■ Material supplied
Issue #74, opened 2026-06-11
JVM backend cannot deserialize multi-out (grouped) method replies from a real remote peer


monkopedia-coder:
Surfaced by the #34 Secret Service independent-peer suite, which gates the affected sub-cases behind a `peerGroupedReturnSupported` expect/actual flag rather than ship red tests. Found 2026-06-11. Sibling of #71 / #72 (same family: only manifests against a REAL remote peer; in-process own-server calls short-circuit through `JvmStaticDispatch` and never hit the wire deserialization path).

## Symptom

Against a real remote peer (python-dbusmock), **any method with 2+ out-args consumed as a grouped return** (`isGroupedReturn = true`, i.e. exactly what the `:codegen`-generated proxies emit for multi-out D-Bus methods) fails on the JVM backend with a signature-mismatch error, e.g. from the Secret Service shapes:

■ Exercise instructions
Copy out the records once more, exactly as they are written.

■ Output for this task
Issue #74, opened 2026-06-11
JVM backend cannot deserialize multi-out (grouped) method replies from a real remote peer


monkopedia-coder:
Surfaced by the #34 Secret Service independent-peer suite, which gates the affected sub-cases behind a `peerGroupedReturnSupported` expect/actual flag rather than ship red tests. Found 2026-06-11. Sibling of #71 / #72 (same family: only manifests against a REAL remote peer; in-process own-server calls short-circuit through `JvmStaticDispatch` and never hit the wire deserialization path).

## Symptom

Against a real remote peer (python-dbusmock), **any method with 2+ out-args consumed as a grouped return** (`isGroupedReturn = true`, i.e. exactly what the `:codegen`-generated proxies emit for multi-out D-Bus methods) fails on the JVM backend with a signature-mismatch error, e.g. from the Secret Service shapes:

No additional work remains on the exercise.